• [Task requirements]
A single figure is required: the number of lines below in which the word "TorchScriptTensor" occurs.

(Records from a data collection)
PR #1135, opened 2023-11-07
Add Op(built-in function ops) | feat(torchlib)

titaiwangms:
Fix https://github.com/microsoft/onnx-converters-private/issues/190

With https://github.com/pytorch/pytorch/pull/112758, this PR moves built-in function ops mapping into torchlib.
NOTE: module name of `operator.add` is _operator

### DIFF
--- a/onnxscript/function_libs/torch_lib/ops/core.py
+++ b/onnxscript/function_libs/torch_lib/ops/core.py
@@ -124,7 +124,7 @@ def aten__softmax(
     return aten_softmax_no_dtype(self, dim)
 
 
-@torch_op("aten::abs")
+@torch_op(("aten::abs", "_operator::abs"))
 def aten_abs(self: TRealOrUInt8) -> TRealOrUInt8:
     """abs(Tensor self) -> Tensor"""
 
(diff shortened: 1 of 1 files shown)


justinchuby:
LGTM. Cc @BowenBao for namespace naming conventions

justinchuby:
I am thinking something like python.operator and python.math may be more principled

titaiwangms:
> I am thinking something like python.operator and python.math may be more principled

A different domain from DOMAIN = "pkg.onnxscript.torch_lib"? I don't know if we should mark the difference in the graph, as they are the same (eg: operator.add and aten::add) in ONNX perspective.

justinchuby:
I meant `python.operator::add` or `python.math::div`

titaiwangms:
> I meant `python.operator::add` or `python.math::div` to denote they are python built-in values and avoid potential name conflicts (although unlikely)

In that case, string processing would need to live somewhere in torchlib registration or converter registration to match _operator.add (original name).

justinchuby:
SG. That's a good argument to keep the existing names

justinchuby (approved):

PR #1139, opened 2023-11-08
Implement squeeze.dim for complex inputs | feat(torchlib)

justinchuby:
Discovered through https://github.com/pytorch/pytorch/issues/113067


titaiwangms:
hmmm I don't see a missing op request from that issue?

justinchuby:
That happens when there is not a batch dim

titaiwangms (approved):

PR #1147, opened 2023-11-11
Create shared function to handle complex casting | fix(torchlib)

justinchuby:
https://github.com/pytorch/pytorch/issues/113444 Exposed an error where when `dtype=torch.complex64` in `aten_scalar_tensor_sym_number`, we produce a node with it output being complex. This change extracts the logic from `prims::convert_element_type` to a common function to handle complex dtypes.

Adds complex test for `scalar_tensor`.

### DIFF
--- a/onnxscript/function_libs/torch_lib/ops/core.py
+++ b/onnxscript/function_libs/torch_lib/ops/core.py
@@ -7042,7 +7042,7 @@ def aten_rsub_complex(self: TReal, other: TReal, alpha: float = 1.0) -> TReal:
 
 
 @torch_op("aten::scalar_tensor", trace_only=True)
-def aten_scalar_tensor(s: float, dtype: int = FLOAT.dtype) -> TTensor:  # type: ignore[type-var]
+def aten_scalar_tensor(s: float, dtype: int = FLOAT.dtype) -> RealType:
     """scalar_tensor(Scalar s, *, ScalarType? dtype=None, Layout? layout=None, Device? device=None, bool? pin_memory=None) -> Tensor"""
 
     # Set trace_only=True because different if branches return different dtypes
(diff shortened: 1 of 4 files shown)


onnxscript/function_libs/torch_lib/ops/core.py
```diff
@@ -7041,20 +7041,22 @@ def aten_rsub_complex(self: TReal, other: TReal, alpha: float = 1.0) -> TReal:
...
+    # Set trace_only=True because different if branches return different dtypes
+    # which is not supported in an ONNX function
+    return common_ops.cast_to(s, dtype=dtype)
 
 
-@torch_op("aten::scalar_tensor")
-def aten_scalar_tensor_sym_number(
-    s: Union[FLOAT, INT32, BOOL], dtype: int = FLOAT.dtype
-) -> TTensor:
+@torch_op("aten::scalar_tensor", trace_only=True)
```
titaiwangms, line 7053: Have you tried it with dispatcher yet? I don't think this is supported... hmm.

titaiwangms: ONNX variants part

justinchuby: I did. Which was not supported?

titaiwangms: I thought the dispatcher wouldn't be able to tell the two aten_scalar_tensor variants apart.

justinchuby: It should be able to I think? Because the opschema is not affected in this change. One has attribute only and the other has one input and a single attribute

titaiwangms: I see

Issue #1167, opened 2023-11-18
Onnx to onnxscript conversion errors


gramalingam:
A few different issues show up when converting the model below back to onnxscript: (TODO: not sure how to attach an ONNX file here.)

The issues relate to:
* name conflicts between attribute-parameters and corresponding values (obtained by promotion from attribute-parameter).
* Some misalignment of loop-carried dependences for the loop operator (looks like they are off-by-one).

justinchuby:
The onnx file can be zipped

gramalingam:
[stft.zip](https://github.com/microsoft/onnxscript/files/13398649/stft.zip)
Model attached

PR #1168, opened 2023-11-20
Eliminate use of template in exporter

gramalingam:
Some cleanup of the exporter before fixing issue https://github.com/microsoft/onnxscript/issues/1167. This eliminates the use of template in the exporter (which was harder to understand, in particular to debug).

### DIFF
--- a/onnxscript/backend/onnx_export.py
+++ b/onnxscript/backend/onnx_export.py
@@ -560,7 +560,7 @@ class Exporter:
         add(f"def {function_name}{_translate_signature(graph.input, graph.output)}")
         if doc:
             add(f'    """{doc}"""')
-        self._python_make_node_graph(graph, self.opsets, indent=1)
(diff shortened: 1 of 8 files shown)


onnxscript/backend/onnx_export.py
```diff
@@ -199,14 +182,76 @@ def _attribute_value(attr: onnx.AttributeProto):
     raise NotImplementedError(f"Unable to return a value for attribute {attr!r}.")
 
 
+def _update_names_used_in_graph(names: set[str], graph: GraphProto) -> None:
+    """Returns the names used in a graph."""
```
---
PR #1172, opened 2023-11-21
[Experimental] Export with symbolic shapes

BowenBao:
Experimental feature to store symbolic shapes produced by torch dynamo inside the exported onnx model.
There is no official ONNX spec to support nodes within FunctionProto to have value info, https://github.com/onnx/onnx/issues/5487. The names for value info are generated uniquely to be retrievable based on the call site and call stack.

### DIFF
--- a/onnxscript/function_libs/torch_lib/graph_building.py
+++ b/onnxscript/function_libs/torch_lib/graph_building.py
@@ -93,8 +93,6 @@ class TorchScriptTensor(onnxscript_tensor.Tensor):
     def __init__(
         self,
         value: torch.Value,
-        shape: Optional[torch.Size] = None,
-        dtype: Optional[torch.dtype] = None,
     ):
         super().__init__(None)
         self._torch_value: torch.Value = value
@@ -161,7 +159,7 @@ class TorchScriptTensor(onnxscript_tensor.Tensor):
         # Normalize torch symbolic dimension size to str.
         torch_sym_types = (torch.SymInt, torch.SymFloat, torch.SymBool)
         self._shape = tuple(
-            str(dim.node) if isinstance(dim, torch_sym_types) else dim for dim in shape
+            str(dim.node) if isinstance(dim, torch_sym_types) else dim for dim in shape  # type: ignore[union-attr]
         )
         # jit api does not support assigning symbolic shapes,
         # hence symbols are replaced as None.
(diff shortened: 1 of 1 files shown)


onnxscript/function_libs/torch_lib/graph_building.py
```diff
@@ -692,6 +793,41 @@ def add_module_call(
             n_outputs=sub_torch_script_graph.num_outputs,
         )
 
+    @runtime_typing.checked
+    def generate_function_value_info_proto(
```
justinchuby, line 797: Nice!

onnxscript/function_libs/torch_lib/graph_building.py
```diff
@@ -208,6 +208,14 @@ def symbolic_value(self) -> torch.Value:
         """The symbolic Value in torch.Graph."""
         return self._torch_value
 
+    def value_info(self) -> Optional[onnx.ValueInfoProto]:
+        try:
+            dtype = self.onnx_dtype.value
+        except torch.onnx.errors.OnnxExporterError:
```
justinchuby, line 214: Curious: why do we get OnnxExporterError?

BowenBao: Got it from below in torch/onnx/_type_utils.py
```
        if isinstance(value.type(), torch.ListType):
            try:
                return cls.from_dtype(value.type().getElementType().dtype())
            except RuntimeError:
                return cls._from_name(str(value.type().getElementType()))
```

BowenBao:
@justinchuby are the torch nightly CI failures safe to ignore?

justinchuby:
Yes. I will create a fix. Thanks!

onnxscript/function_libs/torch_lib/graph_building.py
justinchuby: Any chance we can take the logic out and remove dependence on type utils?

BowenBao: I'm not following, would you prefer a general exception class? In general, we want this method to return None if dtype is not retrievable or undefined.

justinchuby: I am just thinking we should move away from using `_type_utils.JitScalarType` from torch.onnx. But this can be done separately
---
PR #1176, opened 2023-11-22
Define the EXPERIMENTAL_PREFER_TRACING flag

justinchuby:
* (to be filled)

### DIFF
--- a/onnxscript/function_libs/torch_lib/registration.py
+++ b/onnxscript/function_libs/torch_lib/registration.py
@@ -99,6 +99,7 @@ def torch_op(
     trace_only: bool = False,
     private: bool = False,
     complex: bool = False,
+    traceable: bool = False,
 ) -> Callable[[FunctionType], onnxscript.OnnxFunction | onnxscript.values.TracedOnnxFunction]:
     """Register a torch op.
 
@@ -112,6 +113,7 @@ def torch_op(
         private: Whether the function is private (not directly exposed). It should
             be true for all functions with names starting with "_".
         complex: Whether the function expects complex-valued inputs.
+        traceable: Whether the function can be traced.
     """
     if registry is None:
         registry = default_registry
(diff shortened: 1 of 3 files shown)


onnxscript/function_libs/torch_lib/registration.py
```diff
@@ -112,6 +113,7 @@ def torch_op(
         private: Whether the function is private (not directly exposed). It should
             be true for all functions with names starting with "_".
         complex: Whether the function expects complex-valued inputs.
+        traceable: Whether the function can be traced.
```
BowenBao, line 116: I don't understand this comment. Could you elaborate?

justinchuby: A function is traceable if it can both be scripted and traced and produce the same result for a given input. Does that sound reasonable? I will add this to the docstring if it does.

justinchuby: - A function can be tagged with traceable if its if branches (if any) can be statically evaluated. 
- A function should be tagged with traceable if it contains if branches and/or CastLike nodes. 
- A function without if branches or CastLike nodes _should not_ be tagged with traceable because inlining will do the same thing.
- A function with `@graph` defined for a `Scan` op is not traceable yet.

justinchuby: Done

• [Solution for this exercise]
2